PR #910, opened 2025-06-15
gptel: Add custom 'gptel-auth-user-name' for different API keys.

mvaled:
I have two API keys, one personal and one for work.  This let's me to easily switch them.


karthink:
`gptel-api-key-from-auth-source` is meant as an example only, so I don't want to add more customization that depends on it.

I suggest writing your own function instead, or getting API keys from the environment with `getenv`.

PR #911, opened 2025-06-16
Only MCP server in the connected state are considered active.

lizqwerscott:
Modified the logic for determining the active state. Now, a server is considered active only when the MCP server is in the 'connected' state. Previously, if the server was started and then stopped, it would remain in the mcp-server-connections list with a 'stop' status, incorrectly allowing tool retrieval attempts (which would fail). With this change, if the server is stopped and a tool is added, the server will automatically restart.


karthink:
Thanks for the update @lizqwerscott!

**Task to carry out**: Each line from the one containing "depends on it." to the final line above should be written out exactly; please omit the others.

**Answer for the task**:
`gptel-api-key-from-auth-source` is meant as an example only, so I don't want to add more customization that depends on it.

I suggest writing your own function instead, or getting API keys from the environment with `getenv`.

PR #911, opened 2025-06-16
Only MCP server in the connected state are considered active.

lizqwerscott:
Modified the logic for determining the active state. Now, a server is considered active only when the MCP server is in the 'connected' state. Previously, if the server was started and then stopped, it would remain in the mcp-server-connections list with a 'stop' status, incorrectly allowing tool retrieval attempts (which would fail). With this change, if the server is stopped and a tool is added, the server will automatically restart.


karthink:
Thanks for the update @lizqwerscott!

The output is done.